If within 4 weeks you do not notice weight loss and reduction in volume, adjust the caloric intake by 5-10%. Reduction of calories is only possible at the expense of carbohydrates or fats, and the amount of proteins should remain the same . Great option — add training activity without changing the diet.
Read also: Speeding up metabolism: 30 unusual ways
5. Water retention "hides" from you diet results
Changes in nutrition and training the body reacts as stress and produces cortisol — a hormone that promotes water retention. You are losing weight, but you don know about it. The only way to solve the problem — calm down.
Meditation, walks, sex, written planning help well. If you are on a no-carbohydrate diet, ease the tension by adding cereals or whole grain bread.
6. Health problems and certain medications
If you are taking medications, the result of the diet is unpredictable, especially if they are antidepressants or hormonal drugs. Also, the rate of weight loss is affected by some diseases, in particular hypothyroidism, polycystic ovaries. Weight problems occur in women during menopause.
7. Initially unsuccessful weight loss plan will only hurt
Your problem is not weight per se, but fat. If you simply stop eating, but do not exercise, then will inevitably harm your health, because the body will receive energy not only from fat, but and from muscle tissue. Proper weight loss should consist of three elements: a calorie deficit, exercise, and enough protein. Nice solution — strength training with cardio sessions 2-3 times a week, limiting the amount of fats and fast carbohydrates.
8. Weight doesn't go away when muscles grow
Stopping the process of losing weight and even a small amount of mass can be good signs. Perhaps the muscles are growing intensively. Determining this is simple: measure your waist, take a picture and compare the picture with photo 4-weeks ago. If the size has become smaller or in general you become more beautiful, everything is in order. Also, your strength indicators increase.
9. Less muscle — lower rate of weight loss
Muscle tissue burns more calories than fat tissue. This means that the less muscle you have, the slower your basal metabolism and the process of losing weight. Lesson one: practice more. If you are under 20 years old, forget about strict diets altogether. Cut your caloric intake by 15-20% and go to the gym. Pull the iron diligently, and the body will thank you with beautiful forms.

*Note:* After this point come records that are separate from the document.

PR #662, opened 2025-11-19
assorted playground fixes

threepointone:
- use streamdown for text
- move the input down
- scroll to the bottom when messages change
- fix the bug where it would stop streaming


site/ai-playground/src/app.tsx
```diff
@@ -57,7 +58,6 @@ function generateNewSessionId(): string {
 }
 
 const App = () => {
-  const [error, setError] = useState("");
```
threepointone, line 60: this wasn't used anywhere

PR #673, opened 2025-11-23
added resumable streaming with minimal setup

whoiskatrin:
something to play with https://resumable-stream-chat.katjareznikova.workers.dev


examples/resumable-stream-chat/src/server.ts
```diff
@@ -0,0 +1,113 @@
...
+> {
+  private streams = new ResumableStreamManager(this, this.ctx);
+
+  initialState: ResumableStreamingChatState = {
+    messages: [],
+    activeStreamId: null
+  };
+
+  async onStart() {
+    await super.onStart();
```
deathbyknowledge: What is this for?

examples/resumable-stream-chat/wrangler.jsonc
```diff
@@ -0,0 +1,28 @@
+{
+  "$schema": "../../node_modules/wrangler/config-schema.json",
+  "compatibility_date": "2025-03-14",
+  "compatibility_flags": [
+    "nodejs_compat",
+    "nodejs_compat_populate_process_env"
```
threepointone, line 6:
```suggestion
    "nodejs_compat"
```

examples/resumable-stream-chat/wrangler.jsonc
```diff
@@ -0,0 +1,28 @@
+{
+  "$schema": "../../node_modules/wrangler/config-schema.json",
+  "compatibility_date": "2025-03-14",
```
threepointone, line 3:
```suggestion
  "compatibility_date": "2025-11-07",
```

examples/resumable-stream-chat/env.d.ts
```diff
@@ -0,0 +1 @@
+/// <reference types="vite/client" />
```
deathbyknowledge: 🧐

packages/agents/src/ai-chat-agent.ts
```diff
@@ -42,13 +121,284 @@ export class AIChatAgent<Env = unknown, State = unknown> extends Agent<
...
+    `;
+
+    if (activeStreams && activeStreams.length > 0) {
+      const stream = activeStreams[0];
+      const streamAge = Date.now() - stream.created_at;
+
+      // Check if stream is stale (started too long ago)
+      if (streamAge > STREAM_STALE_THRESHOLD_MS) {
+        // Mark stale stream as error and don't restore
+        this.sql`
```
deathbyknowledge: Just a thought, do we rather delete the entry here instead? As a user I'm not sure I want to keep taking storage with older stream metadata

packages/agents/src/ai-chat-agent.ts
```diff
@@ -42,13 +121,284 @@ export class AIChatAgent<Env = unknown, State = unknown> extends Agent<
...
+          : 0;
+    }
+  }
+
+  /**
+   * Override onConnect to notify clients about active streams that can be resumed.
+   * Stream chunks are sent only after the client acknowledges with CF_AGENT_STREAM_RESUME_ACK.
+   */
+  override async onConnect(connection: Connection, ctx: ConnectionContext) {
+    await super.onConnect(connection, ctx);
```
deathbyknowledge: Is the `super.onConnect` needed?

deathbyknowledge (commented):
Looks good, only had a few thoughts. This needs a test though.

packages/agents/src/ai-chat-agent.ts
```diff
@@ -42,13 +121,284 @@ export class AIChatAgent<Env = unknown, State = unknown> extends Agent<
...
+          ? lastChunk[0].max_index + 1
+          : 0;
+    }
+  }
+
+  /**
+   * Override onConnect to notify clients about active streams that can be resumed.
+   * Stream chunks are sent only after the client acknowledges with CF_AGENT_STREAM_RESUME_ACK.
+   */
+  override async onConnect(connection: Connection, ctx: ConnectionContext) {
```
threepointone: instead of overriding directly here, can we do it like we dp in the base agent class? so that consumers won't have to call super.onConnect

whoiskatrin: good call, yes, we totally should do that

packages/agents/src/ai-chat-agent.ts
whoiskatrin: fixed

packages/agents/src/ai-chat-agent.ts
whoiskatrin: fixed

examples/resumable-stream-chat/env.d.ts
whoiskatrin: tbh, we don't really need it, removed

examples/resumable-stream-chat/src/server.ts
whoiskatrin: not needed anymore with Sunil's suggestion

10. Bad news for "hard-core dieters": it's time to stop
If your life — this is a game of dieting, you may not lose weight at all, but only get better. After restrictions, you surely catch up. As a result, the kilograms return, plus another 20% of the weight lost. A calorie deficit will not solve the problem. It's time to change your thinking. Regular exercise will help you.
Read also: Why strength training is needed for weight loss: health benefits and figures
The main thing about the reasons for which you lose weight
Dieting is about being honest with yourself, so make sure you actually cut calories first. You can only talk about a problem when it is real. If you are sticking to your meal plan but the weight is not reducing, there may be several reasons for this:
-
Lack of time. Miracles don't happen. Don expect instant results, be patient.
-
Unsuccessful comparisons. Never be guided by the results of other people, compare yourself only with yourself.
-
Metabolic Adaptation. If you have already lost a few kilos, but the process has stopped, cut your calorie intake by 5-10% or add more activity.
-
Water retention. This is how stress manifests itself. "Have mercy" complex carbohydrates and find the right ways to calm — walks, meditations, daily planning.
-
Health problems.If you have chronic diseases or you take hormonal drugs, your weight may not change even on a strict diet.
-
Flaws of a weight loss plan. Calorie restriction without exercise — it's a road to nowhere.
Follow us on Telegram
Good advice: don rely on diet, better make time for physical activity. This will help to normalize the weight and give the body the desired shape.
Read also: Intuitive Eating: Slimming Without Dieting & Self-Torture
You might be interested in: Abs Workouts.